Not your garden-variety troll: a trolling guide


Dealing with trolls, flames, and common bad behaviour within your community is generally pretty cut-and-dried.

If someone starts howling, you're apt to whip out the proverbial muzzle and lay down the law as needed. A fake or sock puppet account, like a spammer or a drive-by troll, is typically easily bannable and simple enough to deal with. They register, start causing havoc to some degree, they're reported/flagged by your community members or by your moderation staff, and you get rid of them. Quick and painless... most of the time.

The more insidious cases are when your users (or their content) are not being trolled at random by anonymous users just out for a quick laugh. These individuals come in a few different varieties and tend to be somewhat more of a pain in the arse to contend with.

It's particularly unpleasant on smaller social sites (i.e. when you don't have millions of users), where they can potentially gain more traction and visibility, and harass your members in a much shorter timespan. If you happen to look up trolling on Wikipedia, you'll see a reference to a definition that breaks trolls down into four distinct categories. These categorizations appear a bit dated, but it's safe to say that the behaviour itself hasn't changed all that much online in the last fifteen years or so.

That said, let's take a brief look at this extended encyclopaedia of trolls.

Not your garden-variety trolls...
Not your garden-variety trolls...

The cast of characters

We covered several techniques for weeding out spammers in a previous post, so this time we'll take a look at coping with the other side of the spectrum.

Huge, large-scale social networks like Facebook, Google+ or LinkedIn are much less prone to troll-like behaviour for two reasons: they generally require actively connecting with other users first via a friend request of some sort, and they often insist on associating your real-life identity with your account(s).

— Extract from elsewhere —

PR #430, opened 2018-07-02
test: don't patch Module.prototype.require more than once

watson:
Ever since require-in-the-middle allowed multiple hooks to be added in the same app, the `Module.prototype.require` function was patched multiple times if the agent was initialized more than once in the same test file.

This resulted in a lot over overhead every time `require()` was called by any module. This was especially visible in the `disableInstrumentations` tests that would take about a minute to complete because of this.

On the flip side, Twitter's tolerance of near-anonymity (they require pseudonyms, but nothing else) makes it a much larger target for trolls and spammers. Other sites like 4chan and Slashdot (and to a lesser extent, Craigslist) are well known for allowing fully anonymous interactions to occur. and In turn, their reporting systems, moderation tools, and automatic spam management appear to be particularly refined, most likely out of sheer necessity.

All three positions on the identity dial work well (and are successful) in their own way(s), so I'm not going to argue which is the better approach (suffice it to say that I lean towards the middle ground of pseudonymity.) However, from my experience, you'll see three broad strokes of bad behaviour in social networks and community sites, outside of the easy targets we've already covered. Of course, this depends entirely on how you handle identity on your site, and on your site's intended purpose.

1. The persistent troll who just won't quit.

This is probably the most common of the three variants you'll see. Often (although not always), these are tech-savvy users who know how to anonymize their accounts and bypass your basic security restrictions (i.e. IP/email address bans, content filtering). Most often you'll have to be just as persistent as they are in order to handle them, and be diligent about monitoring your site — which means banning quickly and quietly.

These can often be the noisiest types of trolls. If they're motivated, they may create a new account every few hours, post vulgar or offensive comments or content, and disappear, only to re-surface elsewhere under a different handle, from a different IP, a few hours later. Eventually they'll get bored and leave, or become frustrated at your bans, but it's still not a lot of fun to deal with.

If you want to be a little less conspicuous, a commonly used moderation pattern in this situation is to use a special "troll flag" to limit these accounts without explicitly banning them. Depending on the software you use to operate your community, this may or may not be the simplest thing to implement. The limitation you choose is totally arbitrary; in our case, we use two tiers of account-limiting; the first prevents interacting with other users directly, the second prevents any kind of interaction at all aside from with their own content.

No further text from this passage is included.